Navigating the Passage

For any organisation, keeping up with legislative requirements can be quite a challenge.  As we all know, getting offside with the taxation department in any country only leads to investigations and subsequently leaves you less time to run your business.  Accordingly, getting offside with environmental protection departments’ can be just as challenging, as your whole operation can be shut down until the issue is rectified.  If you are in the manufacturing sector, this is a particular concern, as recovering from lost orders and bad publicity about disregarding the environment are tricky to recover from.

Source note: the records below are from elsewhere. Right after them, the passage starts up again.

PR #291, opened 2020-11-06
Extract temporary in-memory caching to central object

jqmp:
This PR introduces an ExecutionContext class that bundles together a few commonly-used-together objects, and then moves our temporary result caching off of the individual TaskRunnerEntries and onto the ExecutionContext. More details in the commit messages.

### DIFF
--- a/bionic/core/flow_execution.py
+++ b/bionic/core/flow_execution.py
@@ -7,6 +7,8 @@ from concurrent.futures import wait, FIRST_COMPLETED
 import logging
 import time
 
+import attr
+
 from .task_execution import (
     EntryLevel,
     EntryPriority,
@@ -54,11 +56,9 @@ class TaskCompletionRunner:
     enum, indicating whether we need to and/or can do more work on it.
     """
 
-    def __init__(self, core, flow_instance_uuid, task_key_logger):
+    def __init__(self, context):
         # These are needed to complete entries.
-        self._core = core
-        self._flow_instance_uuid = flow_instance_uuid
-        self.task_key_logger = task_key_logger
+        self._context = context
 
         # These are used for caching and tracking.
         self._entries_by_task_key = {}
@@ -68,16 +68,16 @@ class TaskCompletionRunner:
 
     @property
     def _parallel_execution_enabled(self):
-        return self._core.process_executor is not None
+        return self._context.core.process_executor is not None
 
     @property
     def _aip_execution_enabled(self):
-        return self._core.aip_executor is not None
+        return self._context.core.aip_executor is not None
 
     def run(self, states):
         try:
             if self._parallel_execution_enabled:
-                self._core.process_executor.start_logging()
+                self._context.core.process_executor.start_logging()
 
             for state in states:
                 entry = self._get_or_create_entry_for_state(state)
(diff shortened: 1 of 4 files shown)


bionic/core/flow_execution.py
```diff
@@ -588,5 +587,22 @@ def log_computed_aip(self, task_key):
         self._log("Computed   %s using AIP", task_key)
 
 
+# TODO Consider introducing the term "query" to refer to the scope of one get() call.
```
namanjain, line 594: I think `Context` works well for this scope.

bionic/core/flow_execution.py
```diff
@@ -599,10 +603,32 @@ class ExecutionContext:
     flow_instance_uuid = attr.ib()
     core = attr.ib()
     task_key_logger = attr.ib()
+    # This is used for temporarily saving results for the duration of one execution.
+    # Currently we only do this for entities where both persistence and memoization are
+    # disabled.
+    temp_result_cache = attr.ib()
```
namanjain, line 609: Given that this cache lives inside `ExecutionContext`, I think it's clear that this is a temporary cache. IMO, you can drop `temp`.

bionic/core/flow_execution.py
```diff
@@ -599,10 +603,32 @@ class ExecutionContext:
...
 
     def evolve(self, **kwargs):
         return attr.evolve(self, **kwargs)
 
 
+class MemoryResultCache:
```
namanjain, line 615: It would be cool to use this for our "flow scoped" in memory caching as well.

namanjain (approved):
Left a few minor comments, LGTM otherwise!

simonafk (approved):

bionic/core/flow_execution.py
```diff
@@ -278,14 +278,17 @@ def _process_active_entry(self, entry):
                 remote_subgraph.get_stripped_state(target_entry.state)
                 for target_entry in target_entries
             ]
-            new_core = self._core.evolve(aip_executor=None, process_executor=None)
-            new_task_completion_runner = TaskCompletionRunner(
+            new_core = self._context.core.evolve(
```
simonafk, line 281: nit: comments on why we are removing the executors this would be nice.

bionic/core/flow_execution.py
jqmp: I think `Context` is a good name for the kind of object it is, but I'm not sure it makes the scope clear. Also, if we have other classes with the same scope, it would be nice if they all had the prefix. (E.g., `TaskCompletionRunner`, `TaskRunnerEntry`, and `ExecutionContext` all have the same scope, so it would be nice if they all started with `Execution` or `Query`. Likewise, `Flow`, `EntityDeriver`, `FlowConfig`, and `TaskState` also share a scope and could also have the same prefix. (`Flow`?))

bionic/core/flow_execution.py
jqmp: Agreed. I see you added it to one of your PRs too.

bionic/core/flow_execution.py
jqmp: I guess it doesn't seem super obvious to me, especially since the other memory cache is handled in a different way. For example, in the line

    self.context.temp_result_cache.save(result)

I think the `temp_` makes it clearer that this is distinct from the main memory cache.

jqmp:
I was planning a followup to this PR that needed this cache to be centralized, but that followup didn't work out the way I hoped. I'm currently working on a different direction that may not require this. I'm on the fence about merging this on its own; I think it's probably still the right direction, but I'm not 100% sure it's helpful to do it if we don't centralize some of the TaskState fields as well. WDYT?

This article looks at ways to be proactive in setting your organisation’s course so that you minimise your chances of running up against legislation.  I call it “navigating the passage” as it is like sailing a yacht from one ocean to another ocean through a narrow channel.

We are all collectively guilty of operating businesses in a way where we are not taking into account limitations such as:

  • Using up resources like coal, oil and forests faster than they can be replaced (certainly not within many generations)
  • Gathering too quickly animals, fish and plants such that their populations are no longer self sustaining.
  • Reducing the areas of forests that provide our oxygen
  • Altering the natural mixture of nutrients in our soil
  • Increasing the levels of pollution in our water, food and air
  • Producing new substances that nature can not dispose of such as polystyrene and nuclear waste

These limitations may be viewed as frustrating limitations to continuing business as usual, or as an opportunity to work with them so as to be ahead of others in your industry.  In terms of the “navigating the passage” analogy, it means that you choose to take your business right up to the edges of the coastlines exploring the details and opportunities, rather than staying out in the middle of the ocean.

When you study the upstream and downstream reliance your organisation has on resources or the part it plays in the production of pollution, you enable yourself to look for alternative methods of production of the same product, while reducing or even eliminating that reliance.  Imagine if your organisation was able to operate without the need to burn coal for electricity.  What if you generated your own electricity from your own waste, so that rather than having to pay for disposing of that waste, you used it instead of buying electricity.  A cycle like this replicates how nature works in that one process output is the input to another process and therefore there is never any waste.

Discovering process changes that give you the opportunity to navigate your business through the narrow channels of environmental legislation, and developing a culture that looks for these opportunities, are vital to the long term success of your business and indeed any organisation.  While your competitors are out in the middle of the old ocean, you have seen the channels that have allowed your business to navigate the passageway along the coastline, and into what appears to be a whole new ocean of opportunities on the other side.

Of course, when sailing any yacht, a full crew dedicated to the journey is required, as there will be times when you may sail too close to the rocks.  The team’s contribution to the successful operation of your business will also mitigate your businesses environmental challenges before they have a chance to become an issue.  Your whole team therefore needs to be contributing, each in their unique way, to ensure your business’ successful “Navigation of the Passage”.